**** Data ****

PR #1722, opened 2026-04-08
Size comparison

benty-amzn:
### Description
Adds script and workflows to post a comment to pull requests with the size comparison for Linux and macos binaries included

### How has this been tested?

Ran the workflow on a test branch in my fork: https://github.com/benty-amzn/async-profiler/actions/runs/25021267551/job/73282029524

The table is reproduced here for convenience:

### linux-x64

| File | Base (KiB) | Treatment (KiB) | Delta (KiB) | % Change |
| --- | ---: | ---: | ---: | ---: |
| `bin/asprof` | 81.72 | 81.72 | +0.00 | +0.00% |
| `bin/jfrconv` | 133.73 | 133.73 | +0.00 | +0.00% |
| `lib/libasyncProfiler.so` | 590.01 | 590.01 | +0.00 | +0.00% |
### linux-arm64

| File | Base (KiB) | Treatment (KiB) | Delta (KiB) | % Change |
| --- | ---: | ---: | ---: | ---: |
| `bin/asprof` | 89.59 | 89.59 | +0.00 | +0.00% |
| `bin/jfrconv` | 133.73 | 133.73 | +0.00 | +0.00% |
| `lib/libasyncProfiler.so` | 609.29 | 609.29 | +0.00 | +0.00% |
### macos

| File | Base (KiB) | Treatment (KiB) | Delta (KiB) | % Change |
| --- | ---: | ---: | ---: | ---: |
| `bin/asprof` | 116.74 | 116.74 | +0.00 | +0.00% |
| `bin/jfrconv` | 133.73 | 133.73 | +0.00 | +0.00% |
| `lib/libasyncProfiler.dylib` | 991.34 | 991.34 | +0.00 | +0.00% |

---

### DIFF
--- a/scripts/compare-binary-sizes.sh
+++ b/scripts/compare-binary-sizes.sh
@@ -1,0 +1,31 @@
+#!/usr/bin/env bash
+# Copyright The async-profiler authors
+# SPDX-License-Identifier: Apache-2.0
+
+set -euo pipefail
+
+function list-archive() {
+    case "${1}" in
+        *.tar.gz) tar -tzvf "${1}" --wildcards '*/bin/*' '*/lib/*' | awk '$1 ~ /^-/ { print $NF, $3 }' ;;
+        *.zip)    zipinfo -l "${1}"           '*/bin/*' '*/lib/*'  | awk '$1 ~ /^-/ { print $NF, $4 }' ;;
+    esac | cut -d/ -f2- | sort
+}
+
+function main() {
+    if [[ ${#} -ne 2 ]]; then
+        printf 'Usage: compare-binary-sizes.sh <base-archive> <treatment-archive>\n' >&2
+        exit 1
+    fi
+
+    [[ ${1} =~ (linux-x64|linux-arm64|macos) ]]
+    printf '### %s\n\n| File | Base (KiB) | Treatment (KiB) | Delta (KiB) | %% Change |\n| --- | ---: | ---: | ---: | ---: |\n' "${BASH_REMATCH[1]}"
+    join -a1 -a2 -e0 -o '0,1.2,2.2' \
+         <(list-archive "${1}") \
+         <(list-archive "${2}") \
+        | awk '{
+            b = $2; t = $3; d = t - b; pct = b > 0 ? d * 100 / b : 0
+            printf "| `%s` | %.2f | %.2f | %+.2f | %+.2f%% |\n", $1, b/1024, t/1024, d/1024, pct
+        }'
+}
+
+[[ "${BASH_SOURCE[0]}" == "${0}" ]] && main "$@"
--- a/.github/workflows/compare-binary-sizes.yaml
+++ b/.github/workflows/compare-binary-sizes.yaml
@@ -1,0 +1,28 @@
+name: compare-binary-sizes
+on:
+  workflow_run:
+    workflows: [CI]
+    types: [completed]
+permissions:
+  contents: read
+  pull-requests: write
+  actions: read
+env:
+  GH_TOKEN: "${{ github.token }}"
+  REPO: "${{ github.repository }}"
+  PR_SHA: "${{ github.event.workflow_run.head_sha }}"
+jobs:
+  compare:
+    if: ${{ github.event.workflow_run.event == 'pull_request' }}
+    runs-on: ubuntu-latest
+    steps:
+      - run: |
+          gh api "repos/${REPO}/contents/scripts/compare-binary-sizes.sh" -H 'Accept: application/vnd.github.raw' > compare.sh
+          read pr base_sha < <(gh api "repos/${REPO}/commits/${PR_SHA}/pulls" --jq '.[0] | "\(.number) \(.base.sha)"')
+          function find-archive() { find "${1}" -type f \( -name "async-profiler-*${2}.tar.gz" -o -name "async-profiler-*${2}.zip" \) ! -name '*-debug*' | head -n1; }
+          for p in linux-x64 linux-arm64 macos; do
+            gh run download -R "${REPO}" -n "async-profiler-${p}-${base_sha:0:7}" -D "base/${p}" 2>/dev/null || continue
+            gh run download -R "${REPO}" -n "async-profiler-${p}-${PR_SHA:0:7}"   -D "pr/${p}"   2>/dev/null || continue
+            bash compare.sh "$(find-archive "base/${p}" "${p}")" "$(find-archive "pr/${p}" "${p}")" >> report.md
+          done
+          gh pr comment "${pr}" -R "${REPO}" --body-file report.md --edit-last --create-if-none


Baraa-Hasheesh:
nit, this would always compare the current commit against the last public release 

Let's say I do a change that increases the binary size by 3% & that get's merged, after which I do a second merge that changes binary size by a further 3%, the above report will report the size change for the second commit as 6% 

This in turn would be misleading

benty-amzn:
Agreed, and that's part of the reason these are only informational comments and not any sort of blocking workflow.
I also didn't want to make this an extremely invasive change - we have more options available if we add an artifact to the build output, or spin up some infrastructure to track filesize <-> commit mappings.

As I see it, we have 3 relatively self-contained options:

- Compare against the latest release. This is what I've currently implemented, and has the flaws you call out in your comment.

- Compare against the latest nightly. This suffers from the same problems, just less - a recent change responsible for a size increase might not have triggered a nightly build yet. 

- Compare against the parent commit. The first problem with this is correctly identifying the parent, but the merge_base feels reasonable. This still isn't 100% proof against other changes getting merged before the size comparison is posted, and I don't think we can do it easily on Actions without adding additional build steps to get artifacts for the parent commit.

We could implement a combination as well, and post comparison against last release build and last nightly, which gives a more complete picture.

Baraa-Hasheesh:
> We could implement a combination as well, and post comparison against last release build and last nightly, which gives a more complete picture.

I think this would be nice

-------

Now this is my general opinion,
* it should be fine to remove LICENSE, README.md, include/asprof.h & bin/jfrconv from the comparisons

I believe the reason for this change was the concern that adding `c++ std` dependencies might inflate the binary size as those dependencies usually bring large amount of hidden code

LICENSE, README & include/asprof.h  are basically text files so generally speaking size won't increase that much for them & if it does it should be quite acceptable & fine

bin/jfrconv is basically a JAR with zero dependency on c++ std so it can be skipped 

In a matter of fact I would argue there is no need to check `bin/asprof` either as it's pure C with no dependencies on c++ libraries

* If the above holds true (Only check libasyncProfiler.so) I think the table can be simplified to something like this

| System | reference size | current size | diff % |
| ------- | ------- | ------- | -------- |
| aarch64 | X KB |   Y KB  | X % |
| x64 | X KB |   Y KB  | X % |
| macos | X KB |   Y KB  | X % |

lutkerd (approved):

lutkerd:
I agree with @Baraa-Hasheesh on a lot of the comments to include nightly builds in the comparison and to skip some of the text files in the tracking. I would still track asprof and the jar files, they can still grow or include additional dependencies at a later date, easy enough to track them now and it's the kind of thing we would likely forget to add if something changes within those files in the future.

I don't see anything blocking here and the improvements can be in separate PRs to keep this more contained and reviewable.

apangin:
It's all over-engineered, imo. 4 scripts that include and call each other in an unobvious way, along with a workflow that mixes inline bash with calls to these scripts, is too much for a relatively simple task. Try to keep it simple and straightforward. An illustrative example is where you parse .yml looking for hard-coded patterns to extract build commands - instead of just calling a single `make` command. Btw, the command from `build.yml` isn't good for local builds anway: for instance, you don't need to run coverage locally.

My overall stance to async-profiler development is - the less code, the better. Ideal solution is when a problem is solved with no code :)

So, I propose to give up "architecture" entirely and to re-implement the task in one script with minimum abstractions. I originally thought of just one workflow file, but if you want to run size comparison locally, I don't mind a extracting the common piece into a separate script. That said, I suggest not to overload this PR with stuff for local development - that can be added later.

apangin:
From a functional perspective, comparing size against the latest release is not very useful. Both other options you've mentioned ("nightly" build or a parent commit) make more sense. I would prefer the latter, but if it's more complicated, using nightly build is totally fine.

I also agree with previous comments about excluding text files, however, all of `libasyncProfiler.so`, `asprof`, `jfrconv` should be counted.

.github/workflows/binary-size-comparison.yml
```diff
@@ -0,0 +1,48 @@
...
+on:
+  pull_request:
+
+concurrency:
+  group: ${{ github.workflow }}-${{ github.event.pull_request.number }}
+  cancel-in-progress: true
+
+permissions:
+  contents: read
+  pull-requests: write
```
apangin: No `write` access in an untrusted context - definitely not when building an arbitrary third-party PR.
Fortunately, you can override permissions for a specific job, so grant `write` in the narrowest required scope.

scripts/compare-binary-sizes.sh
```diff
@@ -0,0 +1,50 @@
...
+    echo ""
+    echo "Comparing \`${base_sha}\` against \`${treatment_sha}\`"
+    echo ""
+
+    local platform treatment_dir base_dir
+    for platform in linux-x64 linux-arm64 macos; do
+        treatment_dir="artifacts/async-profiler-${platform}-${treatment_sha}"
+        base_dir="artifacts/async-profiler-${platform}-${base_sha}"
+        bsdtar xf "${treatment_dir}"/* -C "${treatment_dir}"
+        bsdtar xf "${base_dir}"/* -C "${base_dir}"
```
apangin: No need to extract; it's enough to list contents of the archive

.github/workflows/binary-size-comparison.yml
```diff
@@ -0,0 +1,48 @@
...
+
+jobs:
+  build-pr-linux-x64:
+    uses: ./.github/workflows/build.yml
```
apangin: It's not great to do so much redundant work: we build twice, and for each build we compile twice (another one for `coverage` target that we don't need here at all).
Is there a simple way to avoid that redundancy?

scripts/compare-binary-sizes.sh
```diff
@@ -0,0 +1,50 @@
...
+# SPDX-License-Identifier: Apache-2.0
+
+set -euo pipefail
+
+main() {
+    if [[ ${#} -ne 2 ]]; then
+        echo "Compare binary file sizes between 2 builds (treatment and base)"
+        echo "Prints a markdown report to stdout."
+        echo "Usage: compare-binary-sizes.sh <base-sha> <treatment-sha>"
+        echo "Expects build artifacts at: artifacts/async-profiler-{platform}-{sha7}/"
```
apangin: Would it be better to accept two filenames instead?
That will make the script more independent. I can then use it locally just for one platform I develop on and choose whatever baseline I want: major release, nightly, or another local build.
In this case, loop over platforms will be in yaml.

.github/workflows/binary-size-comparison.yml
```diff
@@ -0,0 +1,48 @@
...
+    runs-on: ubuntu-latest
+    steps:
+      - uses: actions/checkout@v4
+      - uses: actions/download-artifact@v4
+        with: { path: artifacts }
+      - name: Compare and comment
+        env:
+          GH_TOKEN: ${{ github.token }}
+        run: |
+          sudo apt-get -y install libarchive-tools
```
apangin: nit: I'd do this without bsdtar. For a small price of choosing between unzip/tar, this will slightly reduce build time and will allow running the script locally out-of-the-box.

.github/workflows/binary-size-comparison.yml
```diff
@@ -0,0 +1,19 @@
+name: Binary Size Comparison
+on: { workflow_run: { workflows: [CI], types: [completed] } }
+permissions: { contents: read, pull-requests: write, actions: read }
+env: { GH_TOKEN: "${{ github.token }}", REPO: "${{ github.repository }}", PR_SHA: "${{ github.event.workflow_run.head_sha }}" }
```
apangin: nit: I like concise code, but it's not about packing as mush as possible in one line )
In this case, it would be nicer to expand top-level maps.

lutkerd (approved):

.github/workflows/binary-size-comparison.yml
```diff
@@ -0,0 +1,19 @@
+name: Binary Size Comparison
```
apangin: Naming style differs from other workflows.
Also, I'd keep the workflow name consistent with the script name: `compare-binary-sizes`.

****

What to produce: Each line in the entries above that includes the string "blocking" should be extracted.

Response:
Agreed, and that's part of the reason these are only informational comments and not any sort of blocking workflow.
I don't see anything blocking here and the improvements can be in separate PRs to keep this more contained and reviewable.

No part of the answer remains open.